(PROVIDED ENTRIES begins)

Issue #1228, opened 2018-09-25
Allure report doesn't include whole feature if at least one of its scenarios contain session


alfiakh:
#### Allure report doesn't include feature with all containing scenarios if one of them 

Here is an repository containing example of in which cases allure report doesn't work properly https://github.com/alfiakh/allure-session-sample

> Feature with session items

```js
Feature('Feature with session');

Scenario('Scenario without session', (I) => {
  I.amOnPage('http://google.com');
})

Scenario('Scenario with session', (I) => {
  I.amOnPage('http://google.com');
  session('second', () => {
    I.amOnPage('http://google.com');
  })
})

```

> Feature without session items

```js
Feature('Feature without session');

Scenario('Scenario without session', (I) => {
  I.amOnPage('http://google.com');
})

```

> Console execution

```bash
➜  allure-session-sample git:(master) npm test

> allure-session-sample@1.0.0 test /Users/alf/repos/allure-session-sample
> codeceptjs run --plugins allure

CodeceptJS v1.4.2
Using test root "/Users/alf/repos/allure-session-sample"

Feature with session --
  ✔ Scenario without session in 1177ms
  ✔ Scenario with session in 2361ms
Feature without session --
  ✔ Scenario without session in 1115ms

  OK  | 3 passed   // 6s
```

### Details

* CodeceptJS version: 1.4.2
* NodeJS Version: v8.12.0
* Operating System: mac OS 10.13.6
* Protractor || WebDriverIO || Nightmare version (if related)
* Configuration file: listed in repository

### Actual result
Allure report lists only feature without scenarios containing session
![joxi_screenshot_1537880871331](https://user-images.githubusercontent.com/8930318/46016371-44d64a80-c0dd-11e8-87ea-53f0ce66123a.png)

### Steps to reproduce:
1. Clone repo
2. ```npm i```
3. ```npm test```
4. ```npm report```

PeterNgTr:
Fixed here https://github.com/Codeception/CodeceptJS/pull/1375

![screenshot from 2018-12-10 12-40-26](https://user-images.githubusercontent.com/7845001/49731034-5958c680-fc7a-11e8-9f46-07cac14d8d2f.png)

PR #1375, opened 2018-12-10
Fix/no allure report when using session

PeterNgTr:
There is a case when using session in scenarios, allure report is not generated. -> https://github.com/Codeception/CodeceptJS/issues/1228


lib/plugin/allure.js
```diff
@@ -104,6 +104,9 @@ module.exports = (config) => {
     if (isHookSteps === false) {
       startMetaStep(step.metaStep);
       if (currentStep !== step) {
+        if (step.actor.includes('\u001b[36m')) {
```
DavertMik: Could you write a line in comment about this tricky hook
We don't have allure tests so at least we should have a comment on this block
Why do you do this and why is that so

PeterNgTr: Updated comment to reflect why we should do this

DavertMik:
:+1:

Issue #1103, opened 2018-06-07
I.say() - user can't change a color text 


ko4ergins:
#### What are you trying to achieve?
The user can edit text color in a console when doing I.say();
#### What do you get instead?
The user can write tests in BDD style with different colors - steps.
Example:
I.say("Given: admin on the 'Home page'", red):
Step1();
Step2();
I.say("When: I do bla-bla", green);
Step(3);
I.say("Then: I did it", purple);

> Provide console output if related. Use `--verbose` mode for more details.

```bash 
N/A
```

> Provide test source code if related

```js
N/A
```

### Details

* CodeceptJS : v1.2.1
* NodeJS Version : v8.11.2
* Operating System: Linux Mint x64
* Protractor || WebDriverIO || Nightmare version (if related)
* Configuration file:

```js
N/A
```

PR #1377, opened 2018-12-12
Enh/support color for say method

PeterNgTr:
We now can give the second param to define which color you want to print out with `I.say()` method https://github.com/Codeception/CodeceptJS/issues/1103

For instance:
```
I.say('This is red', 'red'); //red is used
I.say('This is blue', 'blue'); //blue is used
I.say('This is by default'); //cyan is used
```


DavertMik:
Nice. Could you update documentation for this method?

PeterNgTr:
Updated doc!

DavertMik:
Thanks!

Issue #1208, opened 2018-09-14
Switching to codecept.conf.js by default


DavertMik:
We support `.js` and `.json` config formats. Originally JSON was chosen because of its simplicity: it's easy to write and easy to update. For instance, it was easy for generators (like page objects, or page fragments) to include the newly created objects into a config automatically.

However, `.json` does not provide the flexibility needed to build a complex system. That's why at some point we started to [support `.conf.js` config](https://codecept.io/configuration/#dynamic-configuration).

The next idea is to switch from `codecept.json` in favor of `codecept.conf.js` for all new setups and provide a migration script (which should be very simple) to do the switch.

Nazanin1369:
I agree. Using .js gives more flexibility building dynamic configurations.

PR #1378, opened 2018-12-12
Enh/support js conf by default

PeterNgTr:
We support .js and .json config formats. Originally JSON was chosen because of its simplicity: it's easy to write and easy to update. For instance, it was easy for generators (like page objects, or page fragments) to include the newly created objects into a config automatically.

However, .json does not provide the flexibility needed to build a complex system. That's why at some point we started to support .conf.js config.

The next idea is to switch from codecept.json in favor of codecept.conf.js for all new setups and provide a migration script (which should be very simple) to do the switch.

As @DavertMik described here https://github.com/Codeception/CodeceptJS/issues/1208


DavertMik:
Switching from codecept.json and removing its support should come to 2.0 version

PR #1379, opened 2018-12-14
Enh/add hook to perform pre checks

PeterNgTr:
So, I think it would be a good practice to do some pre checks before we commit or push something. Contributors are growing, I guess and we want to make it kinda easy to keep calm and contribute. Then pre checks enter the story.

The following pre checks will be performed:
- when you commit: `npm run docs && npm run lint-fix` will be performed to update docs and lint fix if any
- when you push: `npm test` will be performed to make sure we won't break anything ;)

Hope this helps. **Keep calm and contribute** :100:


DavertMik:
Makes sense. Thank you!
Keep calm and contribute :100:  - is awesome motto

PR #1381, opened 2018-12-18
Fix syntax of the generate commands

textbook:
A colon is required between `generate` and the type of object to create


DavertMik:
Right! Thanks

Issue #244, opened 2016-10-06
A good way to get server response code?


SuneRadich:
I have just started using CodeceptJS and so far I am quite impressed. One of the things I want to test against, is a bunch of core URLs, and see if their response code matches what I expect.

I am using Nightmare and can see that Nightmares .goto returns the response code I want. However, I cant figure out how to get that data when using the regular I.amOnPage (that in the background uses .goto). So my current solution is to use a custom helper function, to perform the .goto() and then store result on the browser object.

I then have another custom function that tests against that result on the browser object.

But somehow this seems to be the wrong of doing it, by adding data to the browser object. Is there a built in way to get the server response code, or is tests like this not within the "area" of CodeceptJS ?

My helper functions can be seen below

```
/**
    * Go to a given page, and store the response on the browser object for later reference
    */
    customAmOnPage(url, headers) {

        // let's use chai assertion library
        let expect = require('chai').expect;

        // get nightmare instance
        let browser = this.helpers['Nightmare'].browser;

        if (url.indexOf('http') !== 0) {
            url = browser.options.url + url;
        }

        return browser.goto(url, headers).then((res) => {
            //Store results on the current browser object, giving us access to response code etc.
            browser.currentPageResponse = res;
        });
    }

    getServerResponseCode(expectedValue) {

        // let's use chai assertion library
        let expect = require('chai').expect;

        // get nightmare instance
        let browser = this.helpers['Nightmare'].browser;

        expect(browser.currentPageResponse.code).to.equal(expectedValue);
    }
```

DavertMik:
Sorry, I'd love to answer this question but unfortunately I don't have time to try this in action. It seems to me you are close to get the answer by yourself, I think you just need to get a bit more into Nightmare helper and corresponding helper. 

I think CodeceptJS should have method like `seeResponseCodeIs()`. If you will get an idea how to implement that it would be nice to see the Pull Request.

SuneRadich:
My solution works for me, but it seems to be the wrong approach to make a custom amOnPage test. I'll see if I have time to look into the code and make a PR.

PeterNgTr:
make a PR here https://github.com/Codeception/CodeceptJS/pull/1383

PeterNgTr:
no activities on this. Closed it for now.

PR #1383, opened 2018-12-21
Feat/see response code

PeterNgTr:
Fulfilled https://github.com/Codeception/CodeceptJS/issues/244


PeterNgTr:
Updated code as grabbing the statusCode of current URL and make assertion against it.

PeterNgTr:
Fixed failed helper tests

DavertMik:
Sorry, still no. 

Here is the thing. When you send requests via 3rd party library (which is got) you are not inside the session of current browser so the results will be different from what you get in browser. 

How I think it should be implemented

* Nightmare has API for status codes: https://github.com/segmentio/nightmare/issues/656
* Puppeteer has its API too.
* WebDriver/Protractor doesn't have such API at all.

In Nightmare/Puppeteer you can just create a property for a status code and update it after each request. When you call `seeResponseCodeIs` it will compare expected value with the value of the last request.

PeterNgTr:
I‘m trying to implement this with your suggestions

PeterNgTr:
Updated function `seeResponseCodeIs`, right now, after doing a `amOnPage`, the `statusCode` will be updated and `seeResponseCodeIs` will make the assertion against this `statusCode`

lib/helper/WebDriverIO.js
```diff
@@ -773,6 +774,14 @@ class WebDriverIO extends Helper {
     return stringIncludes('web page title').assert(text, title);
   }
 
+  /**
+   * {{> ../webapi/seeResponseCodeIs }}
+   */
+  async seeResponseCodeIs(expectedStatusCode) {
```
DavertMik: WebDriver can't return status codes

lib/helper/WebDriver.js
```diff
@@ -818,6 +819,14 @@ class WebDriver extends Helper {
     return stringIncludes('web page title').assert(text, title);
   }
 
+  /**
+   * {{> ../webapi/seeResponseCodeIs }}
+   */
+  async seeResponseCodeIs(expectedStatusCode) {
+    const statusCode = await getStatusCode(await this.grabCurrentUrl());
```
DavertMik: WebDriver can't return status codes.
Please remove this method from WebDriver

lib/helper/Puppeteer.js
```diff
@@ -466,10 +467,18 @@ class Puppeteer extends Helper {
...
+    const response = await this.page.goto(url, { waitUntil: this.options.waitForNavigation });
+    statusCode = response.status();
     return this._waitForAction();
   }
 
+  /**
+   * {{> ../webapi/seeResponseCodeIs }}
+   */
+  async seeResponseCodeIs(expectedStatusCode) {
+    return statusCode === expectedStatusCode;
```
DavertMik: this should be an assertion

lib/helper/Nightmare.js
```diff
@@ -412,9 +413,17 @@ class Nightmare extends Helper {
...
       this.debugSection('Headers', JSON.stringify(res.headers));
+      statusCode = res.code;
     });
   }
 
+  /**
+   * {{> ../webapi/seeResponseCodeIs }}
+   */
+  async seeResponseCodeIs(expectedStatusCode) {
+    return statusCode === expectedStatusCode;
```
DavertMik: should be assertion!

lib/helper/WebDriverIO.js
```diff
@@ -13,6 +13,7 @@ const {
   chunkArray,
   convertCssPropertiesToCamelCase,
   screenshotOutputFolder,
+  getStatusCode,
```
DavertMik: what does this function do?
I don't see it in this PR

PeterNgTr:
Found another issue in test, the `statusCode` will not be set if we are not `await I.amOnPage()`

PeterNgTr:
I'm not sure if we really need this anymore. So closed this

PR #1386, opened 2018-12-23
Webdriverio v5

DavertMik:
Upgrade to webdriverio v5 https://github.com/webdriverio/webdriverio/blob/master/CHANGELOG.md


.travis.yml
```diff
@@ -13,7 +13,7 @@ env:
   - HELPER=Nightmare
   - HELPER=Puppeteer
   - HELPER=ProtractorWeb
-  - HELPER=WebDriverIO
```
LukoyanovE: Why WebDriver, when it's called WebDriverIO?

DavertMik: Good point. 
The upgrade is huge so we will need to keep both helpers in repo.
I decided to name new one this way so we could distinguish them by name...

LukoyanovE: Good decision, 
Maybe, better than `WebDriverIO5`

DavertMik: I thought about this too. 
But it can be ugly for onboarding of new users. Why IO why 5 if they only know about WebDriver.

There is a point here. Since v5 webdriverio focuses on webdriver spec implementation, so it's pure webdriver client with less opinionated features. So I think it's ok to call it just Webdriver. At least users may not really care by which library and which version webdriver is called.

PR #1389, opened 2018-12-26
Fix/wdio5/no screenshot with failed test

PeterNgTr:
Fixed the issue screenshot is not generated when there is failed case.


DavertMik:
Thanks!

Issue #1392, opened 2018-12-27
Unable to initialize CodeceptJS in version 2.0.0


cuki:
#### What are you trying to achieve?
Initialize CodeceptJS in current project directory in order to create new configuration.

#### What do you get instead?
Nothing.

Upon after answering the questions there is no **codecept.conf.js** and/or other defined files.
```bash
$ codeceptjs init

  Welcome to CodeceptJS initialization tool
  It will prepare and configure a test environment for you

Installing to /project/tests
? Where are your tests located? ./*_test.js
? What helpers do you want to use? Puppeteer
? Where should logs, screenshots, and reports to be stored? ./output
? Would you like to extend I object with custom steps? Yes
? Do you want to choose localization for tests? English (no localization)
? Where would you like to place custom steps? ./steps_file.js

$ ls
<nothing>
```

### Details
* CodeceptJS version: 2.0.0
* NodeJS Version: 10.14.2
* Operating System: macOS High Sierra 10.13.6

### Additional context
It seems that in version 2.0.0 CodeceptJS is using a newer version of inquirer, when upgrading inquirer from ^0.11.0 to ^2.0.0 certain occurrences were not updated.

For example this snippet:
https://github.com/Codeception/CodeceptJS/blob/d958a75e14023e1ea954f3c9dfac09a4b8613cb2/lib/command/init.js#L115

Should be the following:
```js
]).then((result) => {
```
As `inquirer.prompt` returns a `Promise`.

Which means all occurrences of `inquirer.prompt` need to be updated accordingly, next to initialization (of helper configuration) this includes migration and helper/pageObject/test generation.

cuki:
Closing as this was fixed with #1394.

PR #1394, opened 2018-12-28
Fix/init command

PeterNgTr:
As `inquirer.prompt` returns a `Promise`.

Which means all occurrences of inquirer.prompt need to be updated accordingly, next to initialization (of helper configuration) this includes migration and helper/pageObject/test generation.

https://github.com/Codeception/CodeceptJS/issues/1392


DavertMik:
Thank you very much!

PR #1395, opened 2018-12-28
Fix/no screenshot on windows

PeterNgTr:
Due to different sep on windows and *unix env, screenshot is not saved.


DavertMik:
Thanks

PR #1396, opened 2018-12-28
Fix/wdio 5 is not initialized

PeterNgTr:
Due to this 
```
Let's get serious
(If you haven't already, navigate back to the project root directory)

This was just a warm up. Let's move forward and run WebdriverIO with the test runner. If you want to use WebdriverIO in your project for integration testing we recommend to use the test runner because it comes with a lot of useful features that makes your life easier. With WebdriverIO v5 and up the testrunner has moved into the @wdio/cli NPM package. To get started, we need to install this first:

$ npm i --save-dev @wdio/cli
```


DavertMik:
I don't think we need wdio cli

PR #3003, opened 2023-05-09
Update in122

AradCarmi:
## Description
Fix an issue when validate fails on integration for the XSIAM marketplace that has a new advanced YML configuration.
Updated the TLP format.


dantavori (approved):
great job - approving but please resolve the one note above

(PROVIDED ENTRIES ends)

◆ WHAT NEEDS TO BE DONE
Which lines hold the word "githubusercontent"? Return all of them from the records above.

◆ SOLUTION TO THIS EXERCISE
![joxi_screenshot_1537880871331](https://user-images.githubusercontent.com/8930318/46016371-44d64a80-c0dd-11e8-87ea-53f0ce66123a.png)
![screenshot from 2018-12-10 12-40-26](https://user-images.githubusercontent.com/7845001/49731034-5958c680-fc7a-11e8-9f46-07cac14d8d2f.png)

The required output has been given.